Firmendarstellung der / des Unternehmens mit Angaben über Größe, Mitarbeiteranzahl, die zur Verfügung stehende technische Ausrüstung für die Abwicklung der zu vergebenden Leistung und Konzernzugehörigkeit.
Wird für die Leistung nach immissionsrechtlichen, baurechtlichen, gewerberechtlichen oder nach sonstigen Vorschriften eine zusätzliche Genehmigung erforderlich, so hat sie der AN herbeizuführen und die notwendigen Unterlagen zu erstellen.

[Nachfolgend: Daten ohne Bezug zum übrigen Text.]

PR #1255, opened 2022-09-19
Consider original text's line separator type when reporting changes

ikappaki:
Hi,

could you please consider patch to fix linter issues with line endings when reporting changes back to the client. This is part of #1211.

`clojure-lsp` normalizes all line endings to those of *unix, i.e. `\n` (aka LF), either directly or some times indirectly via third party libraries (see https://github.com/clj-commons/rewrite-clj/issues/187). On MS-Windows the native line endings are `\r\n` (aka CRLF), and thus if we internally treat all line endings as `\n`, we might end up reporting text as changing, although the only thing that changed was the internal change of `\r\n` to `\n`, i.e. false positive changes. This is what happened when running the `bb lint-clean` linter on windows, although there was no namespace to clean, differences were reported.

The patch tries to determine the line ending type of the original text and forces that to the replacement text, thus maintaining the original line endings.

It also:
- fixes java interop test failure on win introduced with earlier unrelated commit.
- introduces a convenient `bb lint` task.

thanks


ericdallo (approved):
Looks good, thank you!

PR #1259, opened 2022-09-20
Process requests in parallel

### LINKED ISSUE #1240: Small freezes regression during editing on big buffers
**Describe the bug**

@borkdude noticed small freezes on emacs while coding on squint-cljs/squint, I can confirm the issue, it seems to be a regression [since 2022.06.22-14.09.50 tag ](https://github.com/clojure-lsp/clojure-lsp/compare/2022.06.22-14.09.50...2022.09.01-15.27.31).

After some debugging, I noticed it's related to [process-after-all-changes](https://github.com/clojure-lsp/clojure-lsp/blob/master/lib/src/clojure_lsp/handlers.clj#L45), the issue is gone only after commenting all usages of that macro.

@mainej mentioned that it may be related with lsp4clj migration, but I suspect it could be related to the change on that macro where it supports waiting for multiple URIs, not only one.

**To Reproduce**
- Clone [squint-cljs/quint](https://github.com/squint-cljs/squint)
- Open compiler.cljc
- add a new line after line 491, and start writing `x`s slowly to repro the slowness/freezing

**Expected behavior**
Do not block editor or avoid freezing

mainej:
Uses https://github.com/clojure-lsp/lsp4clj/pull/25 to process request in parallel, fixing typing lag and other performance problems documented in #1240.

This PR is currently incomplete. At the moment the lsp4clj dependency points to a local repo. It needs https://github.com/clojure-lsp/lsp4clj/pull/25 to be merged and released, and then needs to use that version in the deps. I'm submitting it now though @ericdallo, so that https://github.com/clojure-lsp/lsp4clj/pull/25 can be tested more easily.

Fixes #1240.

### DIFF
--- a/.clj-kondo/funcool/promesa/config.edn
+++ b/.clj-kondo/funcool/promesa/config.edn
@@ -1,0 +1,8 @@
+{:lint-as {promesa.core/->          clojure.core/->
+           promesa.core/->>         clojure.core/->>
+           promesa.core/as->        clojure.core/as->
+           promesa.core/let         clojure.core/let
+           promesa.core/plet        clojure.core/let
+           promesa.core/loop        clojure.core/loop
+           promesa.core/recur       clojure.core/recur
+           promesa.core/with-redefs clojure.core/with-redefs}}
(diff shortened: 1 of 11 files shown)


ericdallo:
@mainej I made the version changes, and made the merge as it seemed ready to me, I also tested manually and saw no issues until now, LMK if it needs any follow-up PR

PR #1261, opened 2022-09-20
Simplify finding of class defined by defrecord

mainej:
This re-uses the code to find a var-definition defined by defrecord, when the usage was part of an `:import`.


ericdallo (approved):
Good catch!

PR #1276, opened 2022-09-25
Skip cancelled futures

mainej:
The body of a promise created by `p/future` is always run, even if the promise is cancelled (by lsp4clj) with `p/cancel!`. For this reason, clojure-lsp was doing more work on cancelled futures than it really needed to.

This switches back to `CompletableFuture/supplyAsync` + `Supplier`, which can actually be cancelled. This is how the code worked before the migration away from lsp4j.

To be more concrete, the following will always return `[1, 2, ... max-n]`.

```clojure
(defn check [make-future]
  (let [results (atom [])
        common-parallelism (java.util.concurrent.ForkJoinPool/getCommonPoolParallelism)
        max-n (* 2 common-parallelism)
        process-result (fn [n]
                         (Thread/sleep (* 100 n))
                         (swap! results conj n))
        futs (doall
               (map (fn [n]
                      (make-future #(process-result n)))
                    (range 1 (inc max-n))))]
    ;; give executor time to start first `common-parallelism` tasks
    (Thread/sleep 20)
    ;; cancel all futures, before some have started, and before any are finished
    (run! p/cancel! futs)
    ;; wait until all futures _would_ have finished, if they had been run
    (Thread/sleep (* 200 max-n))
    ;; check which futures actually ran
    @results))

(check (fn [f] (p/future (f))))
```

This is in contrast to the following, which returns a vector containing fewer results, usually `[1, 2, ... common-parallelism]`, but never more than `common-parallelism` of the `n`s.

```clojure
(check (fn [f]
         (java.util.concurrent.CompletableFuture/supplyAsync
           (reify java.util.function.Supplier
             (get [_] (f))))))
```

That is, if a `supplyAsync` future is cancelled before the executor starts it, then the body of `Supplier/get` is never run, whereas the body of a `p/future` is always run, even if it is cancelled.

This is an amendment to #1259 and may improve lingering problems from #1240. 

### DIFF
--- a/cli/src/clojure_lsp/server.clj
+++ b/cli/src/clojure_lsp/server.clj
@@ -18,8 +18,13 @@
    [lsp4clj.liveness-probe :as lsp.liveness-probe]
    [lsp4clj.lsp.requests :as lsp.requests]
    [lsp4clj.server :as lsp.server]
-   [promesa.core :as p]
-   [taoensso.timbre :as timbre]))
+   [taoensso.timbre :as timbre])
+  (:import
+   (java.util.concurrent CompletableFuture)
+   (java.util.function Supplier)))
+
+(defmacro eventually [& body]
+  `(CompletableFuture/supplyAsync (reify Supplier (get [this] ~@body))))
 
 (set! *warn-on-reflection* true)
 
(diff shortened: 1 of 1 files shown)


ericdallo (approved):
Weird behavior of p/future, maybe upstream is interested on supporting that?

mainej:
> maybe upstream is interested on supporting that?

Yeah, I plan to submit this as a question to `promesa`. It may be a bug, or perhaps there's another tool to use besides `p/future`.

mainej:
https://github.com/funcool/promesa/issues/111

PR #1275, opened 2022-09-25
Use `deps-bin` on MS-Windows, add dev testing and bb tasks documentation

ikappaki:
Hi @ericdallo,

as requested some time ago, could you please review patch to remove the `launch4j` widnows dependency for generating cli script wrappers in favor of https://github.com/ericdallo/deps-bin/pull/3. This is part of #1211.

I've also 
- added a dev testing doc section explaining the diffs of *nix vs windows, and updated the doc of the bb tasks mentioned in there. Please update/correct as you see fit.
- fixed test path issues from previous unrelated commit while enforcing `babashka.fs/canonicalize` uses in helper functions.

- [x] I created an issue to discuss the problem I am trying to solve or an open issue already exists.
- [x] I updated documentation if applicable (`docs` folder)

Thanks,

PR #1277, opened 2022-09-25
Handle clojure-lsp executable according to its usage

ikappaki:
Fixes #1275 PR issue with running integration test in `release.yml` with native executable on MS-Windows

There can be now two executables with different extensions created for windows (`.bat` and `.exe`) and the logic should be able to differentiate between the two based on their usage.

btw the following is called as if `babashka.fs/windows?` was private (it is not) to get around a false clojure-lsp warning:

```clojure
(def windows? (#'fs/windows?))
```

There must be a bug somewhere in the diagnostics linter? as if the kondo config from `babashka.fs` has not been copied over ...
``` bat
d:/src/clojure-lsp $ bb lint-diagnostics
[100%] Project analyzed            
Finding diagnostics...
scripts\make.clj:8:14: error: [private-call] #'babashka.fs/windows? is private
----- Error --------------------------------------------------------------------
```

### DIFF
--- a/scripts/make.clj
+++ b/scripts/make.clj
@@ -5,19 +5,41 @@
    [babashka.fs :as fs]
    [babashka.process :as p]))
 
-(def lsp-bin (if (#'fs/windows?)
-               "clojure-lsp.bat"
-               "clojure-lsp"))
+(def windows? (#'fs/windows?))
+
+(defn lsp-bin-filename
+  "Returns the `clojure-lsp` executable filename for this system based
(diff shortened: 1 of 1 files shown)


ericdallo:
> There must be a bug somewhere in the diagnostics linter? as if the kondo config from babashka.fs has not been copied over ...

I noticed that recently, and AFAICS it only happens with that lib 🤔

ericdallo (approved):

PR #1395, opened 2022-12-01
Add missing ns snippet paren

Invertisment:
This is a single symbol. Nobody will notice that it's fixed. I don't think there is any point to mention it in release log.


ericdallo:
Thank you!

Issue #1446, opened 2023-01-11
Support navigation of quoted symbols


ericdallo:
https://github.com/clj-kondo/clj-kondo/issues/1902#issuecomment-1378529454

borkdude:
Made a PR here: https://github.com/clojure-lsp/clojure-lsp/pull/1447

This makes the following navigation work:

![viewer-fn-nav](https://user-images.githubusercontent.com/284934/211887915-99a445af-af21-4bff-bd3f-ae90aa00af22.gif)
![exec-fn-nav](https://user-images.githubusercontent.com/284934/211887920-26bc20a5-5102-4f7b-81f1-0db37f278513.gif)

cc @mk

PR #1447, opened 2023-01-11
Symbol analysis

borkdude:
- [x] Fixes https://github.com/clojure-lsp/clojure-lsp/issues/1446

### DIFF
--- a/CHANGELOG.md
+++ b/CHANGELOG.md
@@ -3,10 +3,11 @@
 ## Unreleased
 
 - General
-  - Bump clj-kondo to `2022.12.11-20221220.093423-5`
+  - Bump clj-kondo to `2022.12.11-20230111.135117-16`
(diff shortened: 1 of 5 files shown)


borkdude:
@ericdallo Please let me know if I should squash the commits of if you are going to squash them when merging

mainej:
This is exciting! Will at address #1246? Is https://github.com/clj-kondo/clj-kondo/issues/1576 also fixed?

borkdude:
Not exactly. The only thing this does is give locations for quoted qualified symbols and an additional `:to` field which contains a namespace to which the qualified symbol might refer to (given the aliases in the same namespace). This helps navigation for symbols like `:exec-fn clojure.core/prn` and `(requiring-resolve 'clojure.core/inc)`, but that's about it.

ericdallo (approved):
Looks good, tested and it works great!
I'll add support for references on master, thank you @borkdude !

Issue #1506, opened 2023-02-22
Enhance hover to search clojuredocs on CLJS 


RCmerci:
**Is your feature request related to a problem? Please describe.**
when writing cljs codes, hovering on fn, and the returned doc doesn't contain clojuredocs.

**Describe the solution you'd like**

Die Nachweise sollen vollständig dem Angebot beigelegt werden bzw. innerhalb einer Frist von 7 Kalendertagen nach Aufforderung durch den AG oder dessen Vertreter vorgelegt werden. Angebote die nicht die geforderten Nachweise enthalten bzw. in der vorgenannten Frist vorgelegt werden, werden nach VOL/A §19 EG von der Wertung ausgeschlossen. Die Nachweise sind gemäß VOL/A §9 EG (4) entsprechend der Gliederung im Anhang 1 vorzulegen. Weitergehende Anlagen sind mit Verweis auf die entsprechenden Kapitel der Leistungsbeschreibung eindeutig zu kennzeichnen. Anlagen ohne eindeutige Kennzeichnung der Zuordnung zur Leistungsbeschreibung werden bei der Wertung der Angebote nicht berücksichtigt.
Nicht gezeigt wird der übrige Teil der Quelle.